> **Activity**: From the records below, copy every line that contains the word "implemented".

Source data
PR #90, opened 2023-03-06
feat(remove-user): remove user now disable user and revoke permission only

jneo8:


esunar (approved):

juju_spell/commands/enable_user.py
```diff
@@ -14,19 +14,32 @@
...
 """Command to enable users."""
-from typing import Any
+from typing import Any, Optional
 
 from juju.controller import Controller
 
 from juju_spell.commands.base import BaseJujuCommand
 
-__all__ = ["EnableUserCommand"]
+__all__ = ["EnableUserCommand", "DisableUserCommand"]
```
chanchiwai-ray, line 23: Maybe I missed the initial discussion about the code architeture. What is the reason for putting two commands in one single file ? Why can't we have separate file for disable user command ?

juju_spell/commands/enable_user.py
```diff
@@ -14,19 +14,32 @@
...
 
 class EnableUserCommand(BaseJujuCommand):
     """Enable user."""
 
-    async def execute(self, controller: Controller, *args: Any, **kwargs: Any) -> bool:
+    async def execute(self, controller: Controller, *args: Any, **kwargs: Any) -> None:
         """Execute."""
-        result: bool = await controller.enable_user(username=kwargs["user"])
-        return result
+        await controller.enable_user(username=kwargs["user"])
```
chanchiwai-ray, line 31: non-blocking: If enable user command now returns None, we may also want to update docstring in `cli.enable_user`.

juju_spell/commands/revoke.py
```diff
@@ -0,0 +1,56 @@
...
+        self,
+        controller: Controller,
+        *args: Any,
+        user: Optional[str] = None,
+        acl: Optional[str] = "login",
+        **kwargs: Any,
+    ) -> bool:
+        """Execute."""
+        await controller.revoke(username=user, acl=acl)
+        return True
```
chanchiwai-ray, line 39: Is it possible to return False? e.g. for a non-existing user.

juju_spell/commands/revoke.py
```diff
@@ -0,0 +1,56 @@
...
+        controller: Controller,
+        *args: Any,
+        user: Optional[str] = None,
+        model_uuid: Optional[str] = None,
+        acl: Optional[str] = "read",
+        **kwargs: Any,
+    ) -> bool:
+        """Execute."""
+        await controller.revoke_model(username=user, model_uuid=model_uuid, acl=acl)
+        return True
```
chanchiwai-ray, line 56: Is it possible to return False? e.g. for a non-existing user.

tests/unit/utils.py
```diff
@@ -0,0 +1,7 @@
+from typing import AsyncGenerator, List
+
+
+async def _async_generator(values: List) -> AsyncGenerator:
```
chanchiwai-ray, line 4: Naming suggestion: since it's used somewhere else (i.e. not private function), we should remove the prefix `_`.

chanchiwai-ray (changes requested):
Thanks for the patch, overall looks good to me, but I do left some non-blocking comments / suggestions.

juju_spell/commands/enable_user.py
rgildein: On the contrary, I think that we can move all commands for user to single file, so AddUser, RemoveUser, EnableUser, DisableUser, GrantUser. Otherwise we will have so many files with simple command like 5 lines EnableUserCommand in separate files.

juju_spell/commands/enable_user.py
rgildein: Why we are not returning anything here? Since `controller.enable_user` functions is returning something we should return that value.

juju_spell/commands/enable_user.py
```diff
@@ -14,19 +14,32 @@
...
+
+
+class DisableUserCommand(BaseJujuCommand):
+    """Disable user."""
+
+    async def execute(
+        self,
+        controller: Controller,
+        *args: Any,
```
rgildein, line 40: not-related: When I was adding mypy and pylint, I thought that we can change signature for BaseJujuCommand so function execute will not take any positional argument -> `*args: Any` will not be needed. What do you think?

juju_spell/commands/enable_user.py
```diff
@@ -14,19 +14,32 @@
...
 
-__all__ = ["EnableUserCommand"]
+__all__ = ["EnableUserCommand", "DisableUserCommand"]
 
 
 class EnableUserCommand(BaseJujuCommand):
     """Enable user."""
 
-    async def execute(self, controller: Controller, *args: Any, **kwargs: Any) -> bool:
+    async def execute(self, controller: Controller, *args: Any, **kwargs: Any) -> None:
```
rgildein, line 29: Can you also use `user: Optional[str] = None,` here.

juju_spell/commands/enable_user.py
```diff
@@ -14,19 +14,32 @@
...
+
+    async def execute(
+        self,
+        controller: Controller,
+        *args: Any,
+        user: Optional[str] = None,
+        **kwargs: Any,
+    ) -> None:
+        """Execute."""
+        await controller.disable_user(username=user)
```
rgildein, line 45: Again why not returning output from `controller.disable_user` function?

juju_spell/commands/enable_user.py
rgildein: But here it does not make sense to have `DisableUserCommand` in `enable_user.py`.

juju_spell/commands/revoke.py
rgildein: Again why we are not return result from `controller.revoke` function?

rgildein (changes requested):

juju_spell/commands/enable_user.py
jneo8: Maybe `user: str` is more exactly. It's required.

juju_spell/commands/enable_user.py
jneo8: After I checking the `python-libjuju`. The return data is nothing important.

jneo8:
Re-open in #93

Issue #89, opened 2023-03-03
Need to better architecture to accommodate caching in `juju-spell`.


chanchiwai-ray:
Background:

Sometimes controllers / models / applications information may not change very frequently, and connecting to controllers to fetch latest information can be very slow and unnecessary(e.g. you have many controllers, or controllers are far away from you physically) it will be ideal to have some "intelligent" caching mechanisms to cache those information, even without network connection.

Problems:

Running `juju-spell <command>` currently will always connect to controllers whether you're actually using it or not. If you just want a quick refresh of your knowledge about the clouds. This could take sometimes and it's not a good user experience. We might need to have a better architecture to accommodate the caching logic.

PR #92, opened 2023-03-08
Add caching feature to list models

chanchiwai-ray:
This MR add caching capability to `list-models` sub-command. It contains the following features:

  - It tries to load the cached result of `list-models` from `DEFAULT_CACHE_DIR`, and if not found, it will fetch result from the controller and then save the result to the cache directory.
  - If cached result exist, it use the cache result and prepend a warning message to instruct user to run `--refresh` if necessary.
  - **[reverted, will be in the future PR]** If cached result exist but the cache is expired (based on the cache policy), it will fetch result from the controller and then save the result to the cache directory.
- When run as `juju-spell list-models --refresh`
  -  It will fetch result from the controller and then save the result to the cache directory.

However, due to #89 , the caching feature currently does not improve the speed significantly.

### DIFF
--- a/juju_spell/cli/list_models.py
+++ b/juju_spell/cli/list_models.py
@@ -14,7 +14,7 @@
 # You should have received a copy of the GNU General Public License
 # along with this program.  If not, see <http://www.gnu.org/licenses/>.
 
-"""Command entrypoint for ControllerInformationCommand."""
+"""Command entrypoint for ListModelsCommand."""
 import os
 import textwrap
 from datetime import datetime
--- a/juju_spell/cli/list_models.py
+++ b/juju_spell/cli/list_models.py
@@ -100,13 +100,15 @@ class ListModelsCMD(JujuReadCMD):
                 "output": {
                     "uuid": "03ascsb2-bba8-477b-854e-5715a7sb320a",
                     "name": "xxx-serverstack",
-                    "models": [
-                        "controller",
-                        "model-a",
-                        "model-b",
-                        "model-c"
-                    ],
-                    "refresh": true,
+                    "data": {
+                        "models": [
+                            "controller",
+                            "model-a",
+                            "model-b",
+                            "model-c"
+                        ],
+                        "refresh": true,
+                    },
                     "timestamp": 1078416000.0
                 },
                 "error": null
@@ -118,13 +120,14 @@ class ListModelsCMD(JujuReadCMD):
         controller_models_mapping = {}
 
         heading = ""
-        for outputs in retval:
-            controller_name = outputs["context"]["name"]
-            models = outputs["output"]["models"]
-            refresh = outputs["output"]["refresh"]
+        for content in retval:
+            output = content["output"]
+            controller_name = output["name"]
+            models = output["data"]["models"]
+            refresh = output["data"]["refresh"]
             controller_models_mapping[controller_name] = models
             if not refresh:
-                timestamp = float(outputs["output"]["timestamp"])
+                timestamp = float(output["timestamp"])
                 heading = WARNING_HEADING_TEMPLATE.format(
                     datetime.fromtimestamp(timestamp).strftime(DATETIME_FORMATTER)
                 )
--- a/juju_spell/cli/list_models.py
+++ b/juju_spell/cli/list_models.py
@@ -17,6 +17,7 @@
 """Command entrypoint for ControllerInformationCommand."""
 import os
 import textwrap
+from datetime import datetime
 from typing import Any
 
 import yaml
@@ -26,7 +27,10 @@ from craft_cli.dispatcher import _CustomArgumentParser
 from juju_spell.cli.base import JujuReadCMD
 from juju_spell.commands.list_models import ListModelsCommand
 
-WARNING_HEADING = "Use --refresh option with this command to see the latest information."
+WARNING_HEADING_TEMPLATE = (
+    "Use --refresh option with this command to see the latest information.\n\n(Last updated: {})"
+)
+DATETIME_FORMATTER = "%Y-%m-%d %H:%M:%S"
 
 
 class ListModelsCMD(JujuReadCMD):
@@ -52,7 +56,9 @@ class ListModelsCMD(JujuReadCMD):
         - model-c
 
         $ juju-spell list-models
-        "Use --refresh option with this command to see the latest information."
+        Use --refresh option with this command to see the latest information.
+
+        (Last updated: 1970-01-01 00:00:00)
 
         controller-a:
         - model-a
@@ -72,10 +78,7 @@ class ListModelsCMD(JujuReadCMD):
             "--refresh",
             default=False,
             action="store_true",
-            help=(
-                "This will force refresh all models from the controllers. (TODO: to be"
-                " implemented)"
-            ),
+            help="This will force refresh all models from the controllers.",
         )
 
     @staticmethod
@@ -94,13 +97,16 @@ class ListModelsCMD(JujuReadCMD):
                 },
                 "success": true,
                 "output": {
-                    "refresh": true,
+                    "uuid": "03ascsb2-bba8-477b-854e-5715a7sb320a",
+                    "name": "xxx-serverstack",
                     "models": [
                         "controller",
                         "model-a",
                         "model-b",
                         "model-c"
                     ],
+                    "refresh": true,
+                    "timestamp": 1172969203.1
                 },
                 "error": null
             }
@@ -116,7 +122,11 @@ class ListModelsCMD(JujuReadCMD):
             models = outputs["output"]["models"]
             refresh = outputs["output"]["refresh"]
             controller_models_mapping[controller_name] = models
-            heading = WARNING_HEADING if not refresh else ""
+            if not refresh:
+                timestamp = float(outputs["output"]["timestamp"])
+                heading = WARNING_HEADING_TEMPLATE.format(
+                    datetime.fromtimestamp(timestamp).strftime(DATETIME_FORMATTER)
+                )
 
         yaml_str = yaml.dump(
             controller_models_mapping,
--- a/juju_spell/cli/list_models.py
+++ b/juju_spell/cli/list_models.py
@@ -28,7 +28,8 @@ from juju_spell.cli.base import JujuReadCMD
 from juju_spell.commands.list_models import ListModelsCommand
 
 WARNING_HEADING_TEMPLATE = (
-    "Use --refresh option with this command to see the latest information.\n\n(Last updated: {})"
+    f"Use --refresh option with this command to see the latest information.{os.linesep*2}"
+    "(Last updated: {})"
 )
 DATETIME_FORMATTER = "%Y-%m-%d %H:%M:%S"
 
@@ -58,7 +59,7 @@ class ListModelsCMD(JujuReadCMD):
         $ juju-spell list-models
         Use --refresh option with this command to see the latest information.
 
-        (Last updated: 1970-01-01 00:00:00)
+        (Last updated: 2004-03-05 00:00:00)
 
         controller-a:
         - model-a
@@ -106,7 +107,7 @@ class ListModelsCMD(JujuReadCMD):
                         "model-c"
                     ],
                     "refresh": true,
-                    "timestamp": 1172969203.1
+                    "timestamp": 1078416000.0
                 },
                 "error": null
             }
--- a/juju_spell/commands/list_models.py
+++ b/juju_spell/commands/list_models.py
@@ -17,12 +17,12 @@ class ListModelsCommand(BaseJujuCommand):
         self, controller: Controller, *args: Any, **kwargs: Any
     ) -> Dict[str, Union[List, bool]]:
         """List models from the local cache or from the controllers."""
-        outputs: Union[JujuSpellError, Dict[str, Any]] = {}
+        outputs: Union[None, Dict[str, Any]] = {}
 
         if not kwargs["refresh"]:
             outputs = load_cache_data(kwargs["controller_config"].uuid, self.logger)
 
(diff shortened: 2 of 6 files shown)


juju_spell/commands/list_models.py
```diff
@@ -13,17 +17,51 @@ async def execute(
...
+
+def load_cache_data(uuid: str, logger: Logger) -> Union[JujuSpellError, Dict[str, Any]]:
+    """Gracefully load cache data from default cache directory."""
+    error_message_template = "%s list models failed to load cache: %s."
+    try:
+        cache_data = load_from_cache(uuid)
+        cache_data["refresh"] = False
+    except JujuSpellError as error:
+        logger.debug(error_message_template, uuid, str(error))
+        return JujuSpellError(error_message_template.format(uuid, str(error)))
```
rgildein, line 66: I think that this should raise an error or return None if cache does not exists.

juju_spell/commands/list_models.py
```diff
@@ -13,17 +17,51 @@ async def execute(
...
-        else:
-            models = ["TODO: read from cache; not implemented."]
+            outputs = save_cache_data(controller, models, kwargs["refresh"], self.logger)
 
-        outputs = {"refresh": kwargs["refresh"], "models": models}
         self.logger.debug("%s list models: %s", controller.controller_uuid, outputs["models"])
         return outputs
+
+
+def save_cache_data(
```
rgildein, line 39: I think that we should have this function predefined in units, so we can use it in multiple places and format will be same.
```python
cache_data = {
        "uuid": controller.controller_uuid,
        "name": controller.controller_name,
        "data": {
           "models": models,
           "refresh": refresh,
        },
        "timestamp": time(),
    }
```
What do you think?

rgildein (changes requested):
Two comments. I just want to confirmed that we change the design from using cached list of models (e.g. dealing with cache in `get_filtered_model_names`) to have cache for whole commands.

I think it's good idea, but we should move the mechanism to the BaseJujuCommand or to BaseJujuCachedCommand, so it will be easily re-usable. Not in this PR.

juju_spell/commands/list_models.py
chanchiwai-ray: ACK

juju_spell/cli/list_models.py
```diff
@@ -52,7 +56,9 @@ class ListModelsCMD(JujuReadCMD):
         - model-c
 
         $ juju-spell list-models
-        "Use --refresh option with this command to see the latest information."
+        Use --refresh option with this command to see the latest information.
+
+        (Last updated: 1970-01-01 00:00:00)
```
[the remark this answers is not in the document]
chanchiwai-ray: No reason, this date just come to my mind 😆 , change to the date Canonical founded.

juju_spell/cli/list_models.py
```diff
@@ -26,7 +27,10 @@
 from juju_spell.cli.base import JujuReadCMD
 from juju_spell.commands.list_models import ListModelsCommand
 
-WARNING_HEADING = "Use --refresh option with this command to see the latest information."
+WARNING_HEADING_TEMPLATE = (
+    "Use --refresh option with this command to see the latest information.\n\n(Last updated: {})"
```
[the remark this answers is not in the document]
chanchiwai-ray: ACK

juju_spell/commands/list_models.py
chanchiwai-ray: I think having a common format for `cached_data` is a good idea, but I currently do not have a complete picture of how are we going to use it (`cache_data`) in other places. I think we can keep it this way until there's more commands that can use `cache_data`.

chanchiwai-ray:
Thanks for the comments. Initially, I was thinking about only cache a list of models, but I realized that there are not many context about the models (e.g. from which controller, when did we create the cache, and how do we name the cache file, etc.). So, I decided to add more contexts, and in the end, it looks that I am caching for the whole commands (status, info, models) for a given controller.

I currently do not think we should put it `BaseJujuCommand` or deals with cache in `get_filtered_model_names`. This is because many commands could go wrong if we used an outdated `cache` (e.g. if we want to change user's permission of a model using the cache data, but the cache is out of date. It could cause command failed with weird errors, or if we want to list all units, but with a outdated cache...). I think we need more example of using the cache, and then refactor if needed.

juju_spell/commands/list_models.py
rgildein: Yes, that's true but since we do not have bigger picture and this is used only in one place it make sense to me to use one format in utils.
```python
def save_cache_data(
    controller: Controller, data: Dict[str, Any], logger: Logger
) -> Dict[str, Any]:
    cache_data = {
        "uuid": controller.controller_uuid,
        "name": controller.controller_name,
        "data": data,
        "timestamp": time(),
    }
```
Maybe if we will not be suitable for all scenarios, but that we can fix later and now it will be simpler + it will not force people to use a custom functions.

juju_spell/utils.py
```diff
@@ -96,3 +102,33 @@ def merge_list_of_dict_by_key(key: str, lists: List[List[Dict]]) -> List:
 def random_password(length: int = 30) -> str:
     """Generate random password."""
     return secrets.token_urlsafe(length)
+
+
+def save_to_cache(data: Dict, uuid: Union[str, Path]) -> None:
+    """Save data to the default cache directory named by the uuid."""
+    if not DEFAULT_CACHE_DIR.exists():
+        DEFAULT_CACHE_DIR.mkdir()
+    fname = DEFAULT_CACHE_DIR / uuid
```
rgildein, line 111: Now I check that we are using only controller uuid in file name, maybe we can use something like `<command_name>-<controller_uuid>`? It's not really needed in this PR.

rgildein:
> I currently do not think we should put it `BaseJujuCommand` or deals with cache in `get_filtered_model_names`. This is because many commands could go wrong if we used an outdated `cache` (e.g. if we want to change user's permission of a model using the cache data, but the cache is out of date. It could cause command failed with weird errors, or if we want to list all units, but with a outdated cache...). I think we need more example of using the cache, and then refactor if needed.

Yes I agree that it should not be in `BaseJujuCommand`, because we do not want to use cache for each command e.g. update-packages or add-user, but in future we can create `BaseReadJujuCommand`/`BaseCachecJujuCommand`, which will inherit from `BaseJujuCommand` and integrate cache mechanism. We will see, I'm just thinking at lout.

juju_spell/cli/list_models.py
```diff
@@ -116,7 +123,11 @@ def format_output(retval: Any) -> str:
             models = outputs["output"]["models"]
             refresh = outputs["output"]["refresh"]
             controller_models_mapping[controller_name] = models
-            heading = WARNING_HEADING if not refresh else ""
+            if not refresh:
+                timestamp = float(outputs["output"]["timestamp"])
+                heading = WARNING_HEADING_TEMPLATE.format(
+                    datetime.fromtimestamp(timestamp).strftime(DATETIME_FORMATTER)
```
esunar, line 129: I would prefer timestamp human readable

juju_spell/commands/list_models.py
```diff
@@ -13,17 +17,51 @@ async def execute(
...
+    controller: Controller, models: List[str], refresh: bool, logger: Logger
+) -> Dict[str, Any]:
+    """Gracefully save cache data to default cache directory."""
+    cache_data = {
+        "uuid": controller.controller_uuid,
+        "name": controller.controller_name,
```
esunar, line 45: I do not think we need name here. What will we do if name and uuid differs

juju_spell/utils.py
```diff
@@ -96,3 +102,33 @@ def merge_list_of_dict_by_key(key: str, lists: List[List[Dict]]) -> List:
...
+            file.write(data_string)
+    except PermissionError as error:
+        raise JujuSpellError(f"permission denied to write to file `{fname}`.") from error
+    except Exception as error:
+        raise JujuSpellError(f"{str(error)}.") from error
+
+
+def load_from_cache(uuid: Union[str, Path]) -> Dict[str, Any]:
+    """Load data from the default cache directory named by the uuid."""
+    fname = DEFAULT_CACHE_DIR / uuid
```
esunar, line 124: One of the biggest problems of using cache is cache eviction. I we are going to use caching application wise. It deserves own class with explicit policy. Something like:
```python
class JujuSpellCache:
    @abstractmethod
    def get(self, ) -> Any:
        pass

    @abstractmethod
    def put(self, cache) -> bool:
        pass

class CachingPolicy:
    policymap: Dict[str, int] = {} # "[command, timetolive in seconds]"
    ttl: int #timetolive in seconds

class FileCache(JujuSpellCache):
    policy: CachingPolicy

    def get(self, ) -> Any:
        pass

    def put(self, cache) -> bool:
        pass
```

juju_spell/cli/list_models.py
chanchiwai-ray: The data in the cache file and in python is timestamp, but when it's printed to the screen it's human readable like `2004-03-04 00:00:00`

juju_spell/commands/list_models.py
chanchiwai-ray: `uuid` is used to ID the cache file and provide more context about the cached data, and `name` is used when printing the message. E.g. 

```bash
<controller_name>
- model-a
- model -b
```

juju_spell/utils.py
chanchiwai-ray: I think policy like this is a good idea. It can be used to auto-refresh the cache if it's expired. Currently, the output message only gives you a warning like `use --refresh to get latest information ... (last updated <datetime>)`, and it's up to the user to refresh it. But with the policy, we can inspect the timestamp and decide if we want to automatically update it or not.

juju_spell/utils.py
chanchiwai-ray: Updated

juju_spell/utils.py
chanchiwai-ray: For now, I created simple `Cache` and `CachePolicy` to check if a cache is expired or not, but we can add more feature in the future if necessary.

juju_spell/commands/list_models.py
```diff
@@ -13,17 +17,55 @@ async def execute(
...
+            "refresh": refresh,
+        },
+        timestamp=time(),
+    )
+    fname = f"{command_name}_{controller.controller_uuid}"
+    error_message_template = "%s list models failed to save cache: %s."
+    try:
+        save_to_cache(cache, fname)
+    except JujuSpellError as error:
+        logger.debug(error_message_template, fname, str(error))
```
jneo8, line 58: **suggestion:** 

logger.warning/error?

Failing msg should be warning level.

juju_spell/utils.py
```diff
@@ -122,3 +176,33 @@ def load_yaml_file(path: Path) -> Any:
...
+
+
+def load_from_cache(name: Union[str, Path]) -> Cache:
+    """Load data from the default cache directory named by `name`."""
+    fname = DEFAULT_CACHE_DIR / name
+    try:
+        with open(fname, "r", encoding="UTF-8") as file:
+            data = yaml.safe_load(file)
+            return Cache(**data)
+    except FileNotFoundError as error:
```
jneo8, line 203: **suggestion:** 

I will consider to add log message here to tell the user why loading cache is fail. All the exception we know it may happen should have log.

jneo8 (changes requested):
Most LGTM. Need to add more log msg.

juju_spell/commands/list_models.py
chanchiwai-ray: Updated

juju_spell/utils.py
chanchiwai-ray: Added loggging when load cache is successful. But I think for the failing part, `craft_cli` will capute the error and we return that in the `Result.error`, so it might not be necessary.

juju_spell/cli/list_models.py
rgildein: Maybe @esunar mean that we should use human readable in cache file?

juju_spell/utils.py
```diff
@@ -15,19 +15,73 @@
...
 
 import yaml
 
 from juju_spell.exceptions import JujuSpellError
+from juju_spell.settings import DEFAULT_CACHE_DIR
 
 logger = logging.getLogger(__name__)
 
 
+class CachePolicy(dict):
```
rgildein, line 34: This should be in next PR.

juju_spell/utils.py
rgildein: We are raising from error so it's should be in log file.

juju_spell/utils.py
chanchiwai-ray: I agree, I also will put @esunar 's request in next PR about refactoring `save_to_cache` and `load_from_cache` function into a dedicated `FileCache` because it's quite a bit of changes.

juju_spell/utils.py
chanchiwai-ray: yes, it's in the log file if you check it with `--verbosity debug`

juju_spell/cli/list_models.py
esunar: I think so

chanchiwai-ray: It can, but I would opt to use a timestamp instead of human readable format. Because 1. the cache file is not intended to be read by human (although readble), 2. it's a lot easier to work with timestamp in python if you need to use the timestamp to do calculation e.g. checking if the cache is expired.

rgildein (approved):
LGTM

juju_spell/commands/list_models.py
rgildein: I still think that these function would be better only in utils, but since this is first command is not an issue.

> **Completed exercise**:
-                " implemented)"
-            models = ["TODO: read from cache; not implemented."]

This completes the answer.